*The problem*
Copy all of the data below without altering a single line.
--- START ---
PR #654, opened 2022-07-29
Do not autofocus inert or hidden elements

seanpdoyle:
Closes [hotwired/turbo#546][]

According to the specification, there is an [algorithm][] for
determining the [focusable area][], that is, the elements with the
`[autofocus]` attribute that can receive focus:

> Elements that meet all the following criteria:
> * the element's [tabindex][] value is non-null, or the element is determined by the user agent to be focusable;
> * the element is either not a shadow host, or has a shadow root whose delegates focus is false;
> * the element is not actually [disabled][];
> * the element is not [inert][];
> * the element is either being rendered or being used as relevant canvas fallback content.

This commit extends the `Snapshot.firstAutofocusableElement` to
programmatically determine the focusable area based on the available
attributes, including checks for `<details>` and `<dialog>` ancestors
that do not declare `[open]`.

[hotwired/turbo#546]: https://github.com/hotwired/turbo/pull/546
[tabindex]: https://html.spec.whatwg.org/multipage/interaction.html#tabindex-value
[algorithm]: https://html.spec.whatwg.org/multipage/interaction.html#get-the-focusable-area
[disabled]: https://html.spec.whatwg.org/multipage/semantics-other.html#concept-element-disabled
[inert]: https://html.spec.whatwg.org/multipage/interaction.html#inert
[focusable area]: https://html.spec.whatwg.org/multipage/interaction.html#focusable-area
[hidden]: https://developer.mozilla.org/en-US/docs/Web/HTML/Global_attributes/hidden

### DIFF
--- a/src/core/snapshot.ts
+++ b/src/core/snapshot.ts
@@ -26,7 +26,14 @@ export class Snapshot<E extends Element = Element> {
   }
 
   get firstAutofocusableElement() {
-    return this.element.querySelector("[autofocus]")
+    const inertDisabledOrHidden = "[inert], :disabled, [hidden], details:not([open]), dialog:not([open])"
+
+    for (const element of this.element.querySelectorAll("[autofocus]")) {
+      if (element.closest(inertDisabledOrHidden) == null) return element
+      else continue
+    }
+
+    return null
   }
 
   get permanentElements() {
--- a/src/tests/fixtures/autofocus-inert.html
+++ b/src/tests/fixtures/autofocus-inert.html
@@ -1,0 +1,28 @@
+<!DOCTYPE html>
+<html>
+  <head>
+    <meta charset="utf-8">
+    <title>Autofocus</title>
+    <script src="/dist/turbo.es2017-umd.js" data-turbo-track="reload"></script>
+    <script src="/src/tests/fixtures/test.js"></script>
+  </head>
+  <body>
+    <h1>Autofocus With Inert Elements</h1>
+    <dialog>
+      <button id="dialog-autofocus-element" autofocus>dialog[autofocus]</button>
+    </dialog>
+    <details>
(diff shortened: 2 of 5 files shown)


src/core/snapshot.ts
```diff
@@ -26,7 +26,14 @@ export class Snapshot<E extends Element = Element> {
   }
 
   get firstAutofocusableElement() {
-    return this.element.querySelector("[autofocus]")
+    const inertDisabledOrHidden = "[inert], [disabled], [hidden], details:not([open]), dialog:not([open])"
```
keithamus, line 29: Might be worth adding `:disabled`?

```suggestion
    const inertDisabledOrHidden = "[inert], [disabled], [hidden], details:not([open]), dialog:not([open]), :disabled"
```

seanpdoyle: Interesting catch!

What's the semantic difference between the attribute and the pseudo class?

keithamus: `[disabled]` would only select if the attribute is present. Inputs can be disabled if they're part of a disabled fieldset:

```html
<fieldset disabled>
  <input type="text" autofocus>
</fieldset>
```

```js
console.log(document.querySelectorAll('input[disabled]').length) // 0
console.log(document.querySelectorAll('input:disabled').length) // 1
```

Having said that you're using `.closest`, so maybe this isn't an issue... although this might need to be verified but I think `<form disabled>` _won't_ disable child inputs:

```html
<form disabled>
  <input type="text" autofocus>
</form>
```

^ I think this _might_ need to be autofocused.

seanpdoyle: Thank you for clarifying! I've removed the check for `[disabled]`, and replaced it with `:disabled`.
--- END ---
*Answer for this exercise*
PR #654, opened 2022-07-29
Do not autofocus inert or hidden elements

seanpdoyle:
Closes [hotwired/turbo#546][]

According to the specification, there is an [algorithm][] for
determining the [focusable area][], that is, the elements with the
`[autofocus]` attribute that can receive focus:

> Elements that meet all the following criteria:
> * the element's [tabindex][] value is non-null, or the element is determined by the user agent to be focusable;
> * the element is either not a shadow host, or has a shadow root whose delegates focus is false;
> * the element is not actually [disabled][];
> * the element is not [inert][];
> * the element is either being rendered or being used as relevant canvas fallback content.

This commit extends the `Snapshot.firstAutofocusableElement` to
programmatically determine the focusable area based on the available
attributes, including checks for `<details>` and `<dialog>` ancestors
that do not declare `[open]`.

[hotwired/turbo#546]: https://github.com/hotwired/turbo/pull/546
[tabindex]: https://html.spec.whatwg.org/multipage/interaction.html#tabindex-value
[algorithm]: https://html.spec.whatwg.org/multipage/interaction.html#get-the-focusable-area
[disabled]: https://html.spec.whatwg.org/multipage/semantics-other.html#concept-element-disabled
[inert]: https://html.spec.whatwg.org/multipage/interaction.html#inert
[focusable area]: https://html.spec.whatwg.org/multipage/interaction.html#focusable-area
[hidden]: https://developer.mozilla.org/en-US/docs/Web/HTML/Global_attributes/hidden

### DIFF
--- a/src/core/snapshot.ts
+++ b/src/core/snapshot.ts
@@ -26,7 +26,14 @@ export class Snapshot<E extends Element = Element> {
   }
 
   get firstAutofocusableElement() {
-    return this.element.querySelector("[autofocus]")
+    const inertDisabledOrHidden = "[inert], :disabled, [hidden], details:not([open]), dialog:not([open])"
+
+    for (const element of this.element.querySelectorAll("[autofocus]")) {
+      if (element.closest(inertDisabledOrHidden) == null) return element
+      else continue
+    }
+
+    return null
   }
 
   get permanentElements() {
--- a/src/tests/fixtures/autofocus-inert.html
+++ b/src/tests/fixtures/autofocus-inert.html
@@ -1,0 +1,28 @@
+<!DOCTYPE html>
+<html>
+  <head>
+    <meta charset="utf-8">
+    <title>Autofocus</title>
+    <script src="/dist/turbo.es2017-umd.js" data-turbo-track="reload"></script>
+    <script src="/src/tests/fixtures/test.js"></script>
+  </head>
+  <body>
+    <h1>Autofocus With Inert Elements</h1>
+    <dialog>
+      <button id="dialog-autofocus-element" autofocus>dialog[autofocus]</button>
+    </dialog>
+    <details>
(diff shortened: 2 of 5 files shown)


src/core/snapshot.ts
```diff
@@ -26,7 +26,14 @@ export class Snapshot<E extends Element = Element> {
   }
 
   get firstAutofocusableElement() {
-    return this.element.querySelector("[autofocus]")
+    const inertDisabledOrHidden = "[inert], [disabled], [hidden], details:not([open]), dialog:not([open])"
```
keithamus, line 29: Might be worth adding `:disabled`?

```suggestion
    const inertDisabledOrHidden = "[inert], [disabled], [hidden], details:not([open]), dialog:not([open]), :disabled"
```

seanpdoyle: Interesting catch!

What's the semantic difference between the attribute and the pseudo class?

keithamus: `[disabled]` would only select if the attribute is present. Inputs can be disabled if they're part of a disabled fieldset:

```html
<fieldset disabled>
  <input type="text" autofocus>
</fieldset>
```

```js
console.log(document.querySelectorAll('input[disabled]').length) // 0
console.log(document.querySelectorAll('input:disabled').length) // 1
```

Having said that you're using `.closest`, so maybe this isn't an issue... although this might need to be verified but I think `<form disabled>` _won't_ disable child inputs:

```html
<form disabled>
  <input type="text" autofocus>
</form>
```

^ I think this _might_ need to be autofocused.

seanpdoyle: Thank you for clarifying! I've removed the check for `[disabled]`, and replaced it with `:disabled`.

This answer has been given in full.